Making money

Last updated Jun 2, 2023

Usually, you trade time for money; X dollars per hour. You can increase your hourly rate a lot by obtaining skills and credentials, but ultimately you can’t get money without giving up your time.

A more time-efficient way to make money is through owning something that increases in value, like an investment. Safe investments in the market probably won’t get you enough returns to sustain yourself, unless you have enough money that you don’t need this guide. Risky investments are, well, risky.

Another way to own something is by creating it. You could start a company. But starting your own company is extremely time-intensive, and doesn’t guarantee a payout.

The best way to make money, in my opinion, is to construct something that can provide unbounded value given a fixed time input. One obvious example is creating content: books, videos, tweets, art, weird networked pseudo-blogs. Your content creates value proportionally to (number of people consuming) x (average value derived), which is somewhat disconnected from how much time you spend creating it. If you can capture some of that value (through ads, patreon, etc.), you have a chance at making money without time expenditure.

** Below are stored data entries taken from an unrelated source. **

PR #550, opened 2019-07-26
Minor memory fix

a-bezrukov:
## PR intention
Fixes a minor memory leak.

### DIFF
--- a/src/httprpc.cpp
+++ b/src/httprpc.cpp
@@ -117,11 +117,12 @@ static bool multiUserAuthorized(std::string strUserPass)
             std::string strSalt = vFields[1];
             std::string strHash = vFields[2];
 
-            unsigned int KEY_SIZE = 32;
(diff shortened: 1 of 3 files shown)


a-bezrukov:
> Take a fix from the bitcoin code instead
> https://github.com/bitcoin/bitcoin/blob/master/src/httprpc.cpp#L114

They have `static` keyword for the buffer. Our code does not have anything to prevent the race condition on the array. I understand why you requested this change but I don't know what is better for you in this situation - leave it as implemented (without unnecessary copying from char array to vector), or apply their code without the `static` keyword. Please let me know.

psolstice:
Look carefully at their code
```
        static const unsigned int KEY_SIZE = 32;
        unsigned char out[KEY_SIZE];
```
static is only for size (rightfully so though I'd prefer constexpr). Buffer is not static

PR #556, opened 2019-07-29
Enabling ZSTD

levonpetrosyan93:

### DIFF
--- a/configure.ac
+++ b/configure.ac
@@ -1150,8 +1150,30 @@ if test x$need_bundled_univalue = xyes; then
   AC_CONFIG_SUBDIRS([src/univalue])
 fi
 
+PKG_CHECK_MODULES([ZSTD],
+                  [libzstd >= 1.1],
+                  have_zstd=yes,
+                  have_zstd=no)
+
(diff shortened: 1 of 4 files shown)


ultimaweapon:
We don't need this anymore. When I was created #248 I don't know release get build, sorry for not updated the issue. If we really want to enable ZSTD for Tor we need to add it to `depends/packages` too, which I don't think it is worth.

levonpetrosyan93:
@ultimaweapon In this PR ZSTD is being enabled when it is installed, I other cases it works as before.

FreakyMaryk:
@Putta, could you pls approve that we need this changes which Levon did? Or we can just close this and not add this changes?

reubenyap:
If this fixes when zstd is installed I don't see any harm in installing it.

ultimaweapon:
What is the point to have it on developer machines but not in release? Currently it already disable ZSTD so even there is ZSTD installed in developer machines it will not try to use it.

ultimaweapon:
@reubenyap the problems is it take some effort. If you think it worth to have it then we should include it with this PR.

PR #566, opened 2019-08-01
Add RPC function to regenerate mint pool if incorrect indexes used

riordant:
## PR intention
- FIxes an issue where wallets, generated with HD mint prior to 0.13.8.2, have mints that are always stuck in "pending" on the Sigma page. This is due to incorrect indexes being generated for the mint pool database functions in the 0.13.8.1 release. The fix is simply to regenerate the mint pool from the known values, and add with the correct indexes.

- Also adds increased logging level generally for HD mint code.

## Code changes brief
- Add RPC function `regeneratemintpool`
- Modification of `RegenerateMintPoolEntry` to return a uint256 pair - `<hashPubcoin, hashSerial>`


src/hdmint/wallet.cpp
```diff
@@ -142,12 +151,30 @@ bool CHDMintWallet::LoadMintPoolFromDB()
...
         mintPool.Add(mintPoolPair);
+    }
 
     return true;
 }
 
+bool CHDMintWallet::GetSerialForPubcoin(const std::vector<std::pair<uint256, GroupElement>>& serialPubcoinPairs, const uint256& hashPubcoin, uint256& hashSerial)
+{
+    bool fFound = false;
+    for(auto serialPubcoinPair : serialPubcoinPairs){
```
a-bezrukov: May it be a const ref, not a copy?

src/hdmint/wallet.cpp
```diff
@@ -142,12 +151,30 @@ bool CHDMintWallet::LoadMintPoolFromDB()
...
+        GroupElement pubcoin = serialPubcoinPair.second;
```
a-bezrukov: Same here

riordant: Agreed.

src/hdmint/wallet.cpp
riordant: Agreed

src/hdmint/wallet.cpp
riordant: Could you clarify what you mean here?

a-bezrukov: pubcoin is a copy now. I think making it ``` GroupElement const & pubcoin = serialPubcoinPair.second``` will be better performance-wise.

levonpetrosyan93: I think it can be like this  const GroupElement& pubcoin.

levonpetrosyan93: Will be more readable if we keep this line, only make it const reference.

PR #567, opened 2019-08-01
RPC Wallet tests fix

FreakyMaryk:
## PR intention
RPC Wallet tests fix for:
* wallet-dump
* walletbackup
* wallet-hd

## Code changes brief
Time of tests executing was increased due to tests long-run (restarting/sync/dampwallet)
There are some TODO in this tests which are can be removed during review.


ultimaweapon:
@FreakyMaryk could you provide the example of wallet dump file?

FreakyMaryk:
@ultimaweapon 
[wallet.unencrypted.dump.txt](https://github.com/zcoinofficial/zcoin/files/3460799/wallet.unencrypted.dump.txt)

thebevrishot:
@riordant `# - As wallet encryption creates a new master seed, it adds another set of hdmint keys.` Could new keys can be used? Is this a bug?

riordant:
@thebevrishot Not a bug. When you generate a new wallet, it is in unencrypted state, and has a particular master seed. When you encrypt, it generates a new master seed. Both seeds generate 21 keys to be used for mints. The newer keys will always be used, that is, the keys for latest master seed will always be used for new mints.

qa/rpc-tests/wallet-dump.py
```diff
@@ -96,12 +106,19 @@ def run_test (self):
         self.nodes[0].walletpassphrase('test', 10)
         # Should be a no-op:
         self.nodes[0].keypoolrefill()
-        self.nodes[0].dumpwallet(tmpdir + "/node0/wallet.encrypted.dump")
+        try:
+            self.nodes[0].dumpwallet(tmpdir + "/node0/wallet.encrypted.dump")
```
ultimaweapon: Same here.

qa/rpc-tests/wallet-hd.py
```diff
@@ -36,7 +37,11 @@ def run_test (self):
 
         # Import a non-HD private key in the HD wallet
         non_hd_add = self.nodes[0].getnewaddress()
-        self.nodes[1].importprivkey(self.nodes[0].dumpprivkey(non_hd_add))
+        try:
+            self.nodes[1].importprivkey(self.nodes[0].dumpprivkey(non_hd_add))
```
ultimaweapon: Same here.

qa/rpc-tests/walletbackup.py
```diff
@@ -125,11 +126,28 @@ def run_test(self):
         logging.info("Backing up")
         tmpdir = self.options.tmpdir
         self.nodes[0].backupwallet(tmpdir + "/node0/wallet.bak")
-        self.nodes[0].dumpwallet(tmpdir + "/node0/wallet.dump")
+        
+        try:
+            self.nodes[0].dumpwallet(tmpdir + "/node0/wallet.dump")
```
ultimaweapon: Same here.

qa/rpc-tests/walletbackup.py
```diff
@@ -125,11 +126,28 @@ def run_test(self):
...
+        except Exception as ex:
+            key = parse_tmp_dumpwallet_code_from_warning(ex.error['message'])
+            self.nodes[0].dumpwallet(tmpdir + "/node0/wallet.dump", key)
+   
         self.nodes[1].backupwallet(tmpdir + "/node1/wallet.bak")
-        self.nodes[1].dumpwallet(tmpdir + "/node1/wallet.dump")
+        
+        try:
+            self.nodes[1].dumpwallet(tmpdir + "/node1/wallet.dump")
```
ultimaweapon: Same here.

qa/rpc-tests/walletbackup.py
```diff
@@ -125,11 +126,28 @@ def run_test(self):
...
+        except Exception as ex:
+            key = parse_tmp_dumpwallet_code_from_warning(ex.error['message'])
+            self.nodes[1].dumpwallet(tmpdir + "/node1/wallet.dump", key)
+
         self.nodes[2].backupwallet(tmpdir + "/node2/wallet.bak")
-        self.nodes[2].dumpwallet(tmpdir + "/node2/wallet.dump")
+        
+        try:
+            self.nodes[2].dumpwallet(tmpdir + "/node2/wallet.dump")
```
ultimaweapon: Same here.

qa/rpc-tests/wallet-hd.py
```diff
@@ -12,6 +12,7 @@
 )
 import os
 import shutil
+from test_framework.test_helper import *
```
thebevrishot: import issue

qa/rpc-tests/wallet-hd.py
```diff
@@ -72,7 +77,7 @@ def run_test (self):
         for _ in range(num_hd_adds):
             hd_add_2 = self.nodes[1].getnewaddress()
             hd_info_2 = self.nodes[1].validateaddress(hd_add_2)
-            assert_equal(hd_info_2["hdkeypath"], "m/0'/0'/"+str(_+1)+"'")
+            assert_equal(hd_info_2["hdkeypath"], "m/44'/1'/0'/0/"+str(_+1))
```
thebevrishot: space error should be `..." + str...`

qa/rpc-tests/walletbackup.py
```diff
@@ -35,6 +35,7 @@
 
 from test_framework.test_framework import BitcoinTestFramework
 from test_framework.util import *
+from test_framework.test_helper import *
```
thebevrishot: import issue

qa/rpc-tests/wallet-dump.py
```diff
@@ -25,8 +25,8 @@ def read_dump(file_name, addrs, hd_master_addr_old):
                 # key = key_label.split(" ")[0]
                 keytype = key_label.split(" ")[2]
                 if len(comment) > 1:
-                    addr_keypath = comment.split(" addr=")[1]
-                    addr = addr_keypath.split(" ")[0]
+                    addr_keypath = key_label.split(" ")[3].lower()
+                    addr = comment.split(" addr=")[1].split(" ")[0].rstrip()
```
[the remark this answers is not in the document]
FreakyMaryk: Regexp is greedy

qa/rpc-tests/wallet-dump.py
```diff
@@ -5,7 +5,7 @@
 
 from test_framework.test_framework import BitcoinTestFramework
 from test_framework.util import (start_nodes, start_node, assert_equal, bitcoind_processes)
-
+from test_framework.test_helper import *
```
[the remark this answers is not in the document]
FreakyMaryk: Agree

qa/rpc-tests/wallet-hd.py
FreakyMaryk: You mean formatting

thebevrishot: yep

qa/rpc-tests/wallet-dump.py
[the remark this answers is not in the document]
thebevrishot: It's ok to use Regexp just to find by key. You should got the result exactly one otherwise it should fail. I think it'll be more easy to understand.

qa/rpc-tests/wallet-dump.py
```diff
@@ -20,35 +21,41 @@ def read_dump(file_name, addrs, hd_master_addr_old):
...
-                            found_addr += 1
-                            break
-                        elif keytype == "change=1":
-                            found_addr_chg += 1
-                            break
-                        elif keytype == "reserve=1":
-                            found_addr_rsv += 1
-                            break
+
+                lparts = re.findall(r"[a-zA-Z0-9\=\/\:\-']{2,}", line)
```
ultimaweapon: `[^#^\s]{2,}` will be more easy to read. Also IMO just `parts` instead of `lparts` look better.

qa/rpc-tests/wallet-dump.py
```diff
@@ -81,12 +92,19 @@ def run_test (self):
...
+            key = get_dumpwallet_otp (ex.error['message'])
+            self.nodes[0].dumpwallet(tmpdir + "/node0/wallet.unencrypted.dump", key)
+        assert key, 'Import wallet did not raise exception when was called first time without one-time code.'
 
         found_addr, found_addr_chg, found_addr_rsv, hd_master_addr_unenc = \
             read_dump(tmpdir + "/node0/wallet.unencrypted.dump", addrs, None)
         assert_equal(found_addr, test_addr_count)  # all keys must be in the dump
-        assert_equal(found_addr_chg, 50)  # 50 blocks where mined
+
+        assert_equal(found_addr_chg, 50 + hdmint_key_count) # 50 block were mined + hdmint keys
```
ultimaweapon: @riordant do you know why it treat HD mint key as a change key? This does not seem right to me. For me it should be `reserve=1` instead of `change=1` for HD mint key in the pool.

qa/rpc-tests/wallet-dump.py
```diff
@@ -96,12 +114,21 @@ def run_test (self):
...
+        assert key, 'Import wallet did not raise exception when was called first time without one-time code.'
 
         found_addr, found_addr_chg, found_addr_rsv, hd_master_addr_enc = \
             read_dump(tmpdir + "/node0/wallet.encrypted.dump", addrs, hd_master_addr_unenc)
         assert_equal(found_addr, test_addr_count)
-        assert_equal(found_addr_chg, 90 + 1 + 50)  # old reserve keys are marked as change now
+        
+        # - old reserve keys are marked as change now
+        # - As wallet encryption creates a new master seed, it adds another set of hdmint keys.
+        assert_equal(found_addr_chg, 90 + 1 + 50 + (hdmint_key_count * 2))
```
ultimaweapon: @riordant same question here.

riordant: @ultimaweapon what question is that? Your last comment seems unrelated

qa/rpc-tests/wallet-dump.py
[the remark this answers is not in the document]
thebevrishot: I expect something like `re.findall('(hdKeypath)(\=)(\w+[\/\'\d]*)', str)`,  `re.findall('(addr)(\=)(\w+)', str)`, and `re.findall('(inactivehdmaster|hdmaster)(\=)(\d)', str)`. current solution is strict with order of values but restoring logic isn't.

https://github.com/zcoinofficial/zcoin/pull/508/files#diff-522490d83dce5375d423b23886e4125eL476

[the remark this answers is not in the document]
FreakyMaryk: As I see it is same now. Such way of getting values will be test also format of wallet data instead of only searching values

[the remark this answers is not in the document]
FreakyMaryk: And also pls check Putta's comment below

qa/rpc-tests/wallet-dump.py
FreakyMaryk: Do not agree. Cause in my regexp you can see valid symbols in dumpwallet.  And this is type of data validation. At least I exclude using of !@$...
But your regexp will match all special symbols.

qa/rpc-tests/wallet-dump.py
riordant: HD mint keys are not added to the reserve pool, that is why they don't show as reserve keys. You are correct in that they probably shouldn't show `change` keys however. I could add a `hdmint=1` value for these?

You should take advantage of incremental creation: create a hundred small things, see what your audience likes, and focus on those. Trial and error is much more likely to work than committing to a guess upfront (a startup, writing a long book, etc). (Of course if you want to write a long book go for it. but don’t do that for the purpose of making money)

Things that spread memetically (videos, art, tweets, links) are even more likely to generate value than traditional media (books etc). Your best shot at decoupling money from time is by building an audience and generating memetic content.

As for actually generating the content: the market is so saturated that you’ll have to be a genuinely weird or interesting or extremely hot person to create anything good. So explore your interests, increase your agency, try things normies wouldn’t dare to.